PR #173, opened 2023-04-27
Add option to fit and use self profile for HorneExtract

cshanahan1:
This PR adds the 'self_profile' option to HorneExtract. Closes JDAT-3222.

A summary of how this works (row/col language assuming a horizontal trace):
- The image is divided along the dispersion axis into equal (plus minus one to make integer sized bins) bins along the x axis.
- Columns with masked or NaN values are omitted (see comments below, proper masking should be addressed eventually)
- The median in each bin along the x axis is computed, producing a median profile in that bin
- These samples are interpolated between (using RectBivariateSpline, by default linearly)
- The Horne normalization process now happens for each column. The interpolator is evaluated at that wavelength column to produce the spatial profile used for weighting. A 1D spectrum object is returned.

I also expanded the docs and fixed a few things in there (i.e a mask is not strictly required for HorneExtract as implied before, but is optional and currently limited in its functionality) 

A few comments, concerns I have for reviewers:
1. This, like the default Gaussian option, does not handle masking properly. This should be addressed in a follow up PR but for now I kept the same limitation that if there are any masked values in a wavelength column, the 1D spectrum will not be returned for that wavelength.
2. Should we return the fit profile (a 2D interpolator object, or the interpolator evaluated on the image grid) as an attribute on the extract object? Right now I have it as a private attribute for testing purposes, but I'm not sure if this is something users would go looking for?
4. The Gaussian option allows you to provide 'bkg_model' to fit simultaneously with the Gaussian extraction kernel, creating a compound model. I did not implement this for the self_profile option because it was not straightforward since I'm no longer using models/fitters and couldn't create a compound model to fit. I also disagree with this option in general, as the documentation and existence of background steps in Specreduce implies that background should be removed beforehand, so I didn't want to spend too much time figuring this out in the event that others agree with my opinion on this. If not, I will figure out how to add this option in a follow up PR.

### DIFF
--- a/CHANGES.rst
+++ b/CHANGES.rst
@@ -4,6 +4,13 @@
 New Features
 ^^^^^^^^^^^^
 
+- Added 'interpolated_profile' option for HorneExtract. If The ``interpolated_profile`` option
+is used, the image will be sampled in various wavelength bins (set by
+``n_bins_interpolated_profile``), averaged in those bins, and samples are then
+interpolated between (linear by default, interpolation degree can be set with
+the ``interp_degree_interpolated_profile`` parameter) to generate a continuously varying
+spatial profile that can be evaluated at any wavelength.[ #173]
+
 API Changes
 ^^^^^^^^^^^
 
--- a/specreduce/extract.py
+++ b/specreduce/extract.py
@@ -8,6 +8,7 @@ import numpy as np
 from astropy import units as u
 from astropy.modeling import Model, models, fitting
 from astropy.nddata import NDData, VarianceUncertainty
+from scipy.interpolate import RectBivariateSpline
 
 from specreduce.core import SpecreduceOperation
 from specreduce.tracing import Trace, FlatTrace
@@ -250,6 +251,19 @@ class HorneExtract(SpecreduceOperation):
     Perform a Horne (a.k.a. optimal) extraction on a two-dimensional
     spectrum.
 
+    There are two options for fitting the spatial profile used for
+    extraction - by default, a 1D gaussian is fit and as a uniform profile
+    across the spectrum. Alternativley, the ``self profile`` option may be
+    chosen - when this option is chosen, the spatial profile will be sampled
+    at various locations (set by <>) and interpolated between to produce a
+    smoothly varying spatial profile across the spectrum.
+
+    If using the Gaussian option for the spatial profile, a background profile
+    may be fit (but not subtracted) simultaneously to the data. By default,
+    this is done with a 2nd degree polynomial. If using the
+    ``interpolated_profile`` option, the background model must be set to None.
+
+
     Parameters
     ----------
 
@@ -268,8 +282,24 @@ class HorneExtract(SpecreduceOperation):
         The index of the image's cross-dispersion axis. [default: 0]
 
     bkgrd_prof : `~astropy.modeling.Model` or None, optional
-        A model for the image's background flux.
-        [default: models.Polynomial1D(2)]
+        A model for the image's background flux. If ``spatial_profile`` is set
+        to ``interpolated_profile``, then ``bkgrd_prof`` must be set to None.
+        [default: models.Polynomial1D(2)].
+
+    spatial_profile : str or dict, optional
+        The shape of the object profile. The first option is 'gaussian' to fit
+        a uniform 1D gaussian to the average of pixels in the cross-dispersion
+        direction. The other option is 'interpolated_profile'  - when this
+        option is used, the profile is sampled in bins and these samples are
+        interpolated between to construct a continuously varying, empirical
+        spatial profile for extraction. For this option, if passed in as a
+        string (i.e spatial_profile='interpolated_profile') the default values
+        for the number of bins used (10) and degree of interpolation
+        (linear in x and y, by default) will be used. To set these parameters,
+        pass in a dictionary with the keys 'n_bins_interpolated_profile' (which
+        accepts an integer number of bins) and 'interp_degree' (which accepts an
+        int, or tuple of ints for x and y degree, respectively).
+        [default: gaussian]
 
     variance : `~numpy.ndarray`, optional
         (Only used if ``image`` is not an NDData object.)
@@ -294,6 +324,7 @@ class HorneExtract(SpecreduceOperation):
     image: NDData
     trace_object: Trace
     bkgrd_prof: Model = field(default=models.Polynomial1D(2))
+    spatial_profile: str = 'gaussian'  # can actually be str, dict
     variance: np.ndarray = field(default=None)
     mask: np.ndarray = field(default=None)
     unit: np.ndarray = field(default=None)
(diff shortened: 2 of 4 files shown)


specreduce/extract.py
```diff
@@ -267,9 +281,26 @@ class HorneExtract(SpecreduceOperation):
...
-    bkgrd_prof : `~astropy.modeling.Model`, optional
-        A model for the image's background flux.
-        [default: models.Polynomial1D(2)]
+    bkgrd_prof : `~astropy.modeling.Model` or None, optional
+        A model for the image's background flux. If ``spatial_profile`` is set
+        to ``self_profile``, then ``bkgrnd_prof`` must be set to None.
+        [default: models.Polynomial1D(2)].
+
+    spatial_profile : str, optional
+        The shape of the object profile. Choise of 'gaussian' to fit a uniform
```
kecnry, line 290:
```suggestion
        The shape of the object profile. Choice of 'gaussian' to fit a uniform
```

specreduce/extract.py
```diff
@@ -448,6 +572,22 @@ def __call__(self, image=None, trace_object=None,
         bkgrd_prof : `~astropy.modeling.Model`, optional
             A model for the image's background flux.
 
+        spatial_profile : str, optional
+            The shape of the object profile. Choise of 'gaussian' to fit a uniform
```
kecnry, line 576:
```suggestion
            The shape of the object profile. Choice of 'gaussian' to fit a uniform
```

specreduce/extract.py
```diff
@@ -478,10 +618,22 @@ def __call__(self, image=None, trace_object=None,
...
+                                      interp_degree_self_profile is not None
+                                      else self.interp_degree_self_profile)
         variance = variance if variance is not None else self.variance
         mask = mask if mask is not None else self.mask
         unit = unit if unit is not None else self.unit
 
+        # make sure a valid profile type was specified:
+        spatial_profile = spatial_profile.lower()
+        if spatial_profile not in ['gaussian', 'self_profile']:
+            raise ValueError("spatial_profile must be 'gaussian' or 'self_profile'")
```
kecnry, line 635: Would this help future-proof for when we might add more valid options?

```suggestion
        spatial_profile_choices = ('gaussian', 'self_profile')
        if spatial_profile not in spatial_profile_choices:
            raise ValueError(f"spatial_profile must be one of {', '.join(spatial_profile_choices)}")
```

specreduce/extract.py
```diff
@@ -497,50 +649,79 @@ def __call__(self, image=None, trace_object=None,
...
+                mean_init_guess = trace_object.trace
+            else:
+                mean_init_guess = np.broadcast_to(
+                    img.shape[crossdisp_axis] // 2, img.shape[disp_axis]
+                )
+
+        else:  # self_profile
+            # for now, bkgrnd_prof must be None because a compound model can't
+            # be created with a interpolator + model. i think there is a way
+            # around this, but will follow up later
```
kecnry, line 683: should we create a follow-up issue for this or is it already being tracked somewhere?

specreduce/extract.py
```diff
@@ -497,50 +649,79 @@ def __call__(self, image=None, trace_object=None,
...
+            if bkgrd_prof is not None:
+                raise ValueError('When `spatial_profile`is `self_profile`,'
+                                 '`bkgrnd_prof` must be None. Background should'
+                                 ' be fit and subtracted from `img` beforehand.')
+            # make sure n_bins doesnt exceed the number of (for now) finite
+            # columns. update this when masking is fixed.
+            n_finite_cols = np.logical_or.reduce(or_mask, axis=crossdisp_axis)
+            n_finite_cols = np.count_nonzero(n_finite_cols.astype(int) == 0)
+
+            # determine interpolation degree from input and make
```
kecnry, line 693: and make what?

specreduce/extract.py
```diff
@@ -497,50 +649,79 @@ def __call__(self, image=None, trace_object=None,
...
+            if isinstance(interp_degree_self_profile, int):
+                kx = ky = interp_degree_self_profile
+            else:  # if input is tuple of ints
+                kx, ky = interp_degree_self_profile
```
kecnry, line 697: does there need to be any type-checking (or length checking) here on `interp_degree_self_profile` to avoid cryptic errors?

specreduce/extract.py
```diff
@@ -497,50 +649,79 @@ def __call__(self, image=None, trace_object=None,
...
+
+            if n_bins_self_profile >= n_finite_cols:
+
+                raise ValueError(f'`n_bins_self_profile` ({n_bins_self_profile}) '
+                                 'should not exceed the number of fully-finite '
```
kecnry, line 702: This wording could be confusing for the user when `n_bins_self_profile == n_finite_cols`

```suggestion
                                 'must be less than the number of fully-finite '
```

specreduce/extract.py
```diff
@@ -549,18 +730,32 @@ def __call__(self, image=None, trace_object=None,
...
-            # fit compound model to column
-            fitted_col = fit_ext_kernel(xd_pixels)
-
-            # save result and normalization
-            kernel_vals.append(fitted_col)
-            norms.append(fit_ext_kernel.amplitude_0
-                         * fit_ext_kernel.stddev_0 * np.sqrt(2*np.pi))
+            if self.spatial_profile == 'gaussian':
+
+                # else, set compound model's mean to column's matching trace value
```
kecnry, line 735:
```suggestion
                # set compound model's mean to column's matching trace value
```

specreduce/extract.py
```diff
@@ -549,18 +730,32 @@ def __call__(self, image=None, trace_object=None,
...
+                if bkgrd_prof is not None:  # attr names will be diff. if not compound
+                    fit_ext_kernel.mean_0 = mean_init_guess[col_pix]
+                else:
+                    fit_ext_kernel.mean = mean_init_guess[col_pix]
+
+                # evaluate fit model (with shifted mean, based on trace)
+                fitted_col = fit_ext_kernel(xd_pixels)
+
+                # save result and normalization
+                # this doesn't need to be in this loop, address later
```
kecnry, line 746: is there an issue tracking this?  If not, should we create one so we don't forget?

specreduce/tests/test_extract.py
```diff
@@ -197,3 +239,91 @@ def test_horne_non_flat_trace():
...
+    # option add a perfectly gaussian source and make sure gaussian extraction
+    # and self-profile extraction agree (since self=gaussian in this case)
+
+    image = mk_test_img
+    add_gaussian_source(image)  # add source across image, flat trace
+
+    trace = FlatTrace(image, image.shape[0] // 2)
+
+    print(image.data)
+
```
kecnry, line 268:
```suggestion
```

PatrickOgle (approved):
Performed science review on simulated 2D spectrum with tilted trace and expanding PSF.  This PR gives the proper flux level and improved SNR compared with the existing HorneExtract. SNR improves with profile binning as expected.

PatrickOgle:
Would be useful to expose cross-dispersion profile as an output. (For future PR if not now.)

cshanahan1:
working on rebasing this (which has become frustrating :| ) and addressing kyle's comments, will push changes shortly

cshanahan1:
> Would be useful to give cross-dispersion profile as an output. (For future PR if not now.)

i have it as a private attribute (self._interp_spatial_prof) which i was using for testing, i can just remove the underscore and add a line to the docs about it if thats what you mean?

specreduce/extract.py
cshanahan1: there's no follow up issue - i think we should consider removing this option altogether which is why i didn't spend the time to do this here.

specreduce/extract.py
cshanahan1: lol, its a mystery (just kidding, fixed)

specreduce/extract.py
cshanahan1: added to be safe

specreduce/extract.py
cshanahan1: no, i plan to address this when i address masking. right now it makes sense for it to be in the loop, even though the area under the gaussian doesn't change when the mean shifts (and, we don't need to shift the mean at all since align_along_trace is accounting for this), but it does append NaN to the output array if the column has any masked values which is how masks are treated for now.

eteq:
A few high-level API thoughts:

First, I think the use of keyword arguments that apply only for certain values of another keyword (i.e., `spatial_profile`) is a bit of an anti-pattern.  I see two immediate alternatives, although there are probably other options as well.
1. have `spatial_profile` accept an *object* and then gaussian and self-profile could be classes that take the various keywords as arguments.  This is closer to the idiom used in, say, `photutils` and `specutils` (at least in some places)
2. If that seems a bit too heavy-weight, another option is to use tuples or dicts in the same way.  E.g., `spatial_profile` could take a dict that is something like ``{'name': 'self_profile', 'n_bins_self_profile':5, ...}`` or similar.  That's a bit harder to document and requires some annoying validation logic, but is lighter-weight than a class.

Second, I find the name "self_profile" to be not great because "self" can mean a lot of things. My first thought was "empirical_binned_profile", but that's a bit wordy... maybe someone else has something a bit more compact?

Third, re:
> Should we return the fit profile
from @cshanahan1 - yes, I think so!  I think the user will indeed sometimes want this.

Last, re: background model:  I think the background model is very important for some use cases, but I see the complexity.  FWIW, this is yet another example of the problem that astropy modeling really needs an implementation of splines... but I think it's ok to make an issue that basically says that's the core of the problem, and then whenever that's possible, we'll add background support here, but otherwise not prioritizing it. Realistically, I think the empirical nature of this fit means the cases where background subtraction is important (strong skylines) is better suited to the gaussian case anyway.

kecnry:
@eteq - if we want different input arguments, different exposed methods, and different defaults for background behavior.... it's feeling more and more to me like we should just have them as separate classes (likely with shared code, consistent APIs, and not necessarily needing to be split in this PR).

cshanahan1:
Thanks for the feedback @eteq! What do you think about swapping to 'empirical_profile', I think that is a bit more informative.

Though its outside of the scope of this current ticket, there will eventually be at least a third independent option for spatial profile (that also won't share the 2 new keywords here, and may have its own). Keeping that in mind, it seems there are a few options for how to organize this

1. (What is currently in this PR) a single HorneExtract class, with an argument ('spatial_profile') that dictates which type will be used ('gaussian' and 'self_profile' for now, perhaps a 'user_supplied' option later). For each type, there are a set of keyword arguments that will not be used for other types (i.e. n_bins_self_profile is ignored if spatial_profile is 'gaussian', but does not throw an error if set). 

2. Also just one HorneExtract class, but 'spatial_profile' accepts a dictionary if there are associated keyword args or just a string if not. For example, since gaussian doesn't require any additional info you would set it by doing spatial_profile='gaussian', but to use the self profile option you could either do spatial_profile='self_profile' to use the default for n_bins and interp_degree, or spatial_profile={'method':'self_profile', 'n_bins_self_profile':50}. This has the benefit of only having one arg that controls the spatial profile, but would be more annoying to just quickly change the number of bins from the default since you'd have to change your input from a string to a dict and remember what keys it wants etc.

3. A single HorneExtract class, but with different 'call' methods for each extraction type. Constructing the Horne class would not take any of the spatial_profile arguments when created, those would be supplied to each HorneExtract().gaussian_profile_extraction, HorneExtract().empirical_profile_extraction()

4. Multiple HorneExtract classes, for each profile type.

Any other ideas? Or votes? I am leaning towards option 2.

eteq:
`empirical_profile` is definitely better, although I think it's still not ideal since there's still several "empirical" things. But I don't have an obvious better suggestion...

Also, in a side-conversation, @kecnry @tepickering @rosteen and @camipacifici discussed the interface question and I think we settled on option 2 *for now* to finish this PR, but that we need to come to consensus on solving the problem here in a consistent way across specreduce, and we can re-jigger this to fit that once that decision is made.

tepickering:
agreed, option 2 _for now_ is fine. ultimately, both `spatial_profile` and `background_profile` should have the same signature: `callable(wavelength) -> 1D array | callable(spatial)`. i think it's fine for `HorneExtract` to support simple defaults if those aren't specified, but real world data can be highly non-rectilinear and the design will need to handle that eventually.

CHANGES.rst
```diff
@@ -4,6 +4,13 @@
 New Features
 ^^^^^^^^^^^^
 
+- Added 'self_profile' option for HorneExtract. If The ``self_profile`` option
```
tepickering, line 7: i think `interpolated_profile` is a better name and more accurately descriptive of it.

specreduce/extract.py
```diff
@@ -250,6 +251,19 @@ class HorneExtract(SpecreduceOperation):
...
     spectrum.
 
+    There are two options for fitting the spatial profile used for
+    extraction - by default, a 1D gaussian is fit and as a uniform profile
+    across the spectrum. Alternativley, the ``self profile`` option may be
+    chosen - when this option is chosen, the spatial profile will be sampled
+    at various locations (set by <>) and interpolated between to produce a
+    smoothly varying spatial profile across the spectrum.
+
+    If using the Gaussian optoin for the spatial profile, a background profile
```
tepickering, line 261: optoin -> option

specreduce/extract.py
```diff
@@ -294,6 +325,9 @@ class HorneExtract(SpecreduceOperation):
     image: NDData
     trace_object: Trace
     bkgrd_prof: Model = field(default=models.Polynomial1D(2))
```
tepickering, line 327: i would rename this `background_profile` for consistency with `spatial_profile`.

specreduce/tests/test_extract.py
```diff
@@ -14,17 +15,49 @@
...
+@pytest.fixture
+def mk_test_img(nrows=30, ncols=10):
+    image = np.ones(shape=(nrows, ncols))
+    for j in range(image.shape[0]):
+        image[j, ::] *= j
+    image = CCDData(image, unit=u.Jy)
+    return image
+
+
+def add_gaussian_source(image, amps=2, stddevs=2, means=None):
```
tepickering, line 29: this reminds me that i need to refactor `specreduce.synth_data.make_2d_trace_image` to have `profile` as an input parameter. right now it's hard-coded to `Moffat1D`.

tepickering (changes requested):
i do have a fundamental concern that building an interpolated spatial profile as a function of wavelength is outside the scope of a class called `HorneExtract`. the implementation here also implicitly assumes rectilinear data which is rarely the case in the real world. 

that said, this is a good first draft of the functionality and something that can be built on. i would prefer the use of `interpolated_profile` vs `self_profile`. `empirical_profile` as @eteq suggested also works. (ultimately, it should just be `spatial_profile` and should be treated the same internally regardless of model.) i would also address the lines that `codecov` catches as not covered by tests.

CHANGES.rst
cshanahan1: done

specreduce/extract.py
cshanahan1: should we do this in another PR so it has its own change log entry for clarity since this changes the interface?

tepickering: yeah, that's appropriate.

cshanahan1:
@tepickering @kecnry @PatrickOgle @eteq any objections to merging? i think i addressed all comments and i also just added some more test coverage

tepickering (approved):

tepickering:
thanks for all this work! changes look good to me and the checks all pass now so merge away.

★ ★ ★ ★

Assignment
For each line in the entries that contains the string "Choise", make a copy.

Response to the task
+        The shape of the object profile. Choise of 'gaussian' to fit a uniform
+            The shape of the object profile. Choise of 'gaussian' to fit a uniform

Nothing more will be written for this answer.